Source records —
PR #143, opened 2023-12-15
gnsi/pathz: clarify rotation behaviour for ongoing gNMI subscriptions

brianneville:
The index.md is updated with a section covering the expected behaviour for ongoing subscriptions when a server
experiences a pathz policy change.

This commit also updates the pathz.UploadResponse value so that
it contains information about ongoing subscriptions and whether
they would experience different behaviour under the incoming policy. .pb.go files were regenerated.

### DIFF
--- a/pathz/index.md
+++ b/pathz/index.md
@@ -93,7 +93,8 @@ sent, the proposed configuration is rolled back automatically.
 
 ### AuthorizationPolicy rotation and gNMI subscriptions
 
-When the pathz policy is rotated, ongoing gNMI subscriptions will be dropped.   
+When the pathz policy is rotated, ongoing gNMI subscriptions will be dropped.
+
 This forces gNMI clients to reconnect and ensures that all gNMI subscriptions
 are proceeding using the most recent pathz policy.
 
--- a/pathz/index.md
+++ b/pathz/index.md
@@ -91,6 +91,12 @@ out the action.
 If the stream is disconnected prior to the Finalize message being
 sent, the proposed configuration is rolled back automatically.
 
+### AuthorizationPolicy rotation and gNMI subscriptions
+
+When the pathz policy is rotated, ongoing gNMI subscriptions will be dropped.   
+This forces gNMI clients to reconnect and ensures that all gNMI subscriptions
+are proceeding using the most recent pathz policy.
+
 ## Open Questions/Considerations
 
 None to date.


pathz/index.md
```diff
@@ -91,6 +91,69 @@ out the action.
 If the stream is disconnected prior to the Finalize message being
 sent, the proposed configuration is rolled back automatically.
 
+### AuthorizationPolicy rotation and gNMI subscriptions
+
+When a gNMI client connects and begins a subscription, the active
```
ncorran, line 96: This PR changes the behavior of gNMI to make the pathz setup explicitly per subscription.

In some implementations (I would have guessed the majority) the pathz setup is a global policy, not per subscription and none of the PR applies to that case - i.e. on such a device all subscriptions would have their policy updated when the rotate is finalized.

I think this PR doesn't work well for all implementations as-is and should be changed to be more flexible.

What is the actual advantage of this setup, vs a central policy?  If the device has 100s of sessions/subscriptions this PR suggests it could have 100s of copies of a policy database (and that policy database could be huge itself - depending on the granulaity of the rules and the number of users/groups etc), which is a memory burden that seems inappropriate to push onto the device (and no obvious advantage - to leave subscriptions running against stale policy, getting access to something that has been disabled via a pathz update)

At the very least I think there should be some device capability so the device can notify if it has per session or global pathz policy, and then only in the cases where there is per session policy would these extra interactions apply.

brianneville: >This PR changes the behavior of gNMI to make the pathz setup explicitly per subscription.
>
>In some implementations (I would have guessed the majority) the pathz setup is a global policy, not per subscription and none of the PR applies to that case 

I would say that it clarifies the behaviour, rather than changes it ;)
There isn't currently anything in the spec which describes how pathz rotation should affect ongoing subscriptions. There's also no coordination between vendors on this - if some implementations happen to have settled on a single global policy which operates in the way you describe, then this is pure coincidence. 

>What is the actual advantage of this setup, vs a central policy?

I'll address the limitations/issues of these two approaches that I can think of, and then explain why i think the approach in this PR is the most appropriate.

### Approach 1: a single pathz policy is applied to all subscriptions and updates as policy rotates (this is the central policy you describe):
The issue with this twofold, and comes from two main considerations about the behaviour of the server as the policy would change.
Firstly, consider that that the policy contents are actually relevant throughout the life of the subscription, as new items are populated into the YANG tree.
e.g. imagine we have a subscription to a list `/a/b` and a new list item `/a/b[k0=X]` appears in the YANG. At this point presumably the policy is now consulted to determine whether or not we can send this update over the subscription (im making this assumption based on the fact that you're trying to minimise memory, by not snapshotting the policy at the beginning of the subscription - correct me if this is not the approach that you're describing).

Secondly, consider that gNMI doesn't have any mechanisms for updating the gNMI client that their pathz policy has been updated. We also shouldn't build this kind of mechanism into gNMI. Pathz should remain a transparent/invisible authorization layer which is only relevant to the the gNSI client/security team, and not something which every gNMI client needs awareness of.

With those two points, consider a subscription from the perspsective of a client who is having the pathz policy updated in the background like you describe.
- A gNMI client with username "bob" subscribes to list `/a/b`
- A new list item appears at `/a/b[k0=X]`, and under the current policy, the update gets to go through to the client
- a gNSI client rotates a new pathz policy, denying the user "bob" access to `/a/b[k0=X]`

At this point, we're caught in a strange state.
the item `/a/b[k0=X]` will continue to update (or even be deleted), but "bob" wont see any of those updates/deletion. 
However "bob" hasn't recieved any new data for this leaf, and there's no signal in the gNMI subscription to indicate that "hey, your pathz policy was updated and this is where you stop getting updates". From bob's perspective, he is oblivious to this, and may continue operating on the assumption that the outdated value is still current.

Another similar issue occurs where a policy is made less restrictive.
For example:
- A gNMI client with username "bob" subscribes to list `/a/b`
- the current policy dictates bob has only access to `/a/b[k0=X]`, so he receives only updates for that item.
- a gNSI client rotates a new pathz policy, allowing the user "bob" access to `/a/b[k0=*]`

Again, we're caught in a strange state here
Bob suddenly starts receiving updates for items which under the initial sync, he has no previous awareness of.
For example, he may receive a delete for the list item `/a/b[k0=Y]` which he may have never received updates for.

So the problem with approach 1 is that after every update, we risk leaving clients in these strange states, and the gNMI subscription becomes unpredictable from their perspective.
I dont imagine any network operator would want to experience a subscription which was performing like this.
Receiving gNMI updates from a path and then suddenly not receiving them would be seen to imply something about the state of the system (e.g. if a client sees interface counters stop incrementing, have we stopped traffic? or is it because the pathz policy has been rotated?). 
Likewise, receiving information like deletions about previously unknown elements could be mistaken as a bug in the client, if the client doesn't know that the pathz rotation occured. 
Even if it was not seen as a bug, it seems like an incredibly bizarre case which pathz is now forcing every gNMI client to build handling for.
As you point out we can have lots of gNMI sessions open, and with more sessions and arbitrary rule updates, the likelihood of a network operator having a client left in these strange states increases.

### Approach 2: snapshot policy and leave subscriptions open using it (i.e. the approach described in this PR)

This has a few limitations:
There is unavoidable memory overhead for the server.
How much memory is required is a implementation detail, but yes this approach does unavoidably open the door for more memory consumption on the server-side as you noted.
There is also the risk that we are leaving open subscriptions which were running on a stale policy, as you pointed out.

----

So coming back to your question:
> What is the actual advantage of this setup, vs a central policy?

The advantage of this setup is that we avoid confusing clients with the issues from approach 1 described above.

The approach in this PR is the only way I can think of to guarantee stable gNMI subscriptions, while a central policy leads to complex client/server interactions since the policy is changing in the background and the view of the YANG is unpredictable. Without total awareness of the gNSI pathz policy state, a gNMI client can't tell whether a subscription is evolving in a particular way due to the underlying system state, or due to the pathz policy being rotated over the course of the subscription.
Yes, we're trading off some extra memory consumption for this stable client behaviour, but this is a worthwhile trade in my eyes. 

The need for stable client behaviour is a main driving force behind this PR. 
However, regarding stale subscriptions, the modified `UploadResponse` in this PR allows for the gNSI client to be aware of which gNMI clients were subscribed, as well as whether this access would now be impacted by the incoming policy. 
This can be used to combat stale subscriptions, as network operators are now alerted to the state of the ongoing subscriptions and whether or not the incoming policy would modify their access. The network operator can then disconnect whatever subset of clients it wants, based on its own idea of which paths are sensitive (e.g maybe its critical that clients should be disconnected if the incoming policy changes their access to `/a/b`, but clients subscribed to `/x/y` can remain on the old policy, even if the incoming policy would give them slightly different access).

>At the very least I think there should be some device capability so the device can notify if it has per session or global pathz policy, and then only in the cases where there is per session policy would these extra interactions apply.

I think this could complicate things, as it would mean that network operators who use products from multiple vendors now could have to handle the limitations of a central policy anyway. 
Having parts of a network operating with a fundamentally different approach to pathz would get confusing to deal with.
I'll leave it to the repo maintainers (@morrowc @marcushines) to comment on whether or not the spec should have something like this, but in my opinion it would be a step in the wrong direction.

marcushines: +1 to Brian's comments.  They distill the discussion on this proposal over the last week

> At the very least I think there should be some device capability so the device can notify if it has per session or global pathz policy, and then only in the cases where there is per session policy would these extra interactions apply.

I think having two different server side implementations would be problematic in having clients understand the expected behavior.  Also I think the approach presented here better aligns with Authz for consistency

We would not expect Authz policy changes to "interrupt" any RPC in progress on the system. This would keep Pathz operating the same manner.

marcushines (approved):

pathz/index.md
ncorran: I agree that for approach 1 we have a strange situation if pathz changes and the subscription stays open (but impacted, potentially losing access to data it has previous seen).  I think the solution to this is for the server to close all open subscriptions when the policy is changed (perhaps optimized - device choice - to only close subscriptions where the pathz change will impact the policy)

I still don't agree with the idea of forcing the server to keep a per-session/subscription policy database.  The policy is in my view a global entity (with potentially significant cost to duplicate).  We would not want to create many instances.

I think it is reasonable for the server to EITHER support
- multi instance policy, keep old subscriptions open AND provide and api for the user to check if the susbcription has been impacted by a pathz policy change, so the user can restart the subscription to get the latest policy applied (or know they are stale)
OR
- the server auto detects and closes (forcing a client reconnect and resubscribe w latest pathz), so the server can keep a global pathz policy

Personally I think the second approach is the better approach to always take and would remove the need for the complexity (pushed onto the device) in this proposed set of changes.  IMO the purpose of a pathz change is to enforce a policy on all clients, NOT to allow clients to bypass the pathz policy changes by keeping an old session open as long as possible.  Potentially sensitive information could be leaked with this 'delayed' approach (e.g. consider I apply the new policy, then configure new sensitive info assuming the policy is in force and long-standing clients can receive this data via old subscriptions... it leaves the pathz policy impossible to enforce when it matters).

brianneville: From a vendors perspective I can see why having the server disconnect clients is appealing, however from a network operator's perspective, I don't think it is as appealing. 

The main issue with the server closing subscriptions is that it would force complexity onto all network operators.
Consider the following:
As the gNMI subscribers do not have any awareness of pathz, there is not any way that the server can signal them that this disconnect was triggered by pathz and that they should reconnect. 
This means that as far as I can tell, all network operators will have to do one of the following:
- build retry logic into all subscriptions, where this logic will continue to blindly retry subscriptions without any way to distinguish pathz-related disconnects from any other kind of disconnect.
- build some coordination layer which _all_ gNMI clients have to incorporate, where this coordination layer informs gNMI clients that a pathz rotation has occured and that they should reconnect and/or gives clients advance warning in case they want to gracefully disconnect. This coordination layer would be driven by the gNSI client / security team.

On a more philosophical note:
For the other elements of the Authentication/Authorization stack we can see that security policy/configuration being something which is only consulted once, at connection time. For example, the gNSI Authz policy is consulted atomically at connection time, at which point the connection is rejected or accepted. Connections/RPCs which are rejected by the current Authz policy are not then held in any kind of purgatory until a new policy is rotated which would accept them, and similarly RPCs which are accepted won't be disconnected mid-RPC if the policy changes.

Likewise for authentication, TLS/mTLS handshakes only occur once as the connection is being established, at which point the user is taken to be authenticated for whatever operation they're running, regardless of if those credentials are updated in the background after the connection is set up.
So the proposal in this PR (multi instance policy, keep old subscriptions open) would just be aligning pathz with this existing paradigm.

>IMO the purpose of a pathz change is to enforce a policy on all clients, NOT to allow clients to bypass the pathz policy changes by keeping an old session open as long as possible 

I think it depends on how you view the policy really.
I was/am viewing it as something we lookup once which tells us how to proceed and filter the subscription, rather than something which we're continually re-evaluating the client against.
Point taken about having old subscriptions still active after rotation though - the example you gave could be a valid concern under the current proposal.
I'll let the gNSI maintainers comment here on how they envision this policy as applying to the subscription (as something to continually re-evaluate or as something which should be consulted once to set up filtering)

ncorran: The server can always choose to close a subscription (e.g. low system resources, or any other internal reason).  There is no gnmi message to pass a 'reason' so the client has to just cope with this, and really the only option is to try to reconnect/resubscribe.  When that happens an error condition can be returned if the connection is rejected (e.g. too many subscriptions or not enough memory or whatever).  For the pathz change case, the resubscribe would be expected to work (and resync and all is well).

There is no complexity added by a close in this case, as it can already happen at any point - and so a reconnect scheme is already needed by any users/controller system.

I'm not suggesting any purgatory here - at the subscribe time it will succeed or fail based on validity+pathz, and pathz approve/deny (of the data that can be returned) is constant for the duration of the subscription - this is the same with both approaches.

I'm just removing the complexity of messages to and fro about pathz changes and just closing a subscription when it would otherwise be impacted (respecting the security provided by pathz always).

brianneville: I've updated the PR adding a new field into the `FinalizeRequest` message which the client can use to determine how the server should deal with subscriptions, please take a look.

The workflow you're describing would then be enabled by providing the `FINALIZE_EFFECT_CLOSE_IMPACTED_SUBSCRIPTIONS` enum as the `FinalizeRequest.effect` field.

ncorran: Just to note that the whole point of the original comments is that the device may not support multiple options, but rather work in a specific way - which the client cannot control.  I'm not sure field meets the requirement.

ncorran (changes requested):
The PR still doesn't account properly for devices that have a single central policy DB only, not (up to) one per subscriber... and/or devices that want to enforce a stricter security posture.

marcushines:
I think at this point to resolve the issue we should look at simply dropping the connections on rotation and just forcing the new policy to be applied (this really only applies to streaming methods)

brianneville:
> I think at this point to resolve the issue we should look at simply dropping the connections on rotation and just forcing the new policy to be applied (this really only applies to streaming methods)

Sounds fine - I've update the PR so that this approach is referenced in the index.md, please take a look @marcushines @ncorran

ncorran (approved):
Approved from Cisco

TASK TO COMPLETE —
Give back the records above exactly, limited to the lines between the one holding "- multi instance" and the one holding "- the server", inclusive.

THE ANSWER —
- multi instance policy, keep old subscriptions open AND provide and api for the user to check if the susbcription has been impacted by a pathz policy change, so the user can restart the subscription to get the latest policy applied (or know they are stale)
OR
- the server auto detects and closes (forcing a client reconnect and resubscribe w latest pathz), so the server can keep a global pathz policy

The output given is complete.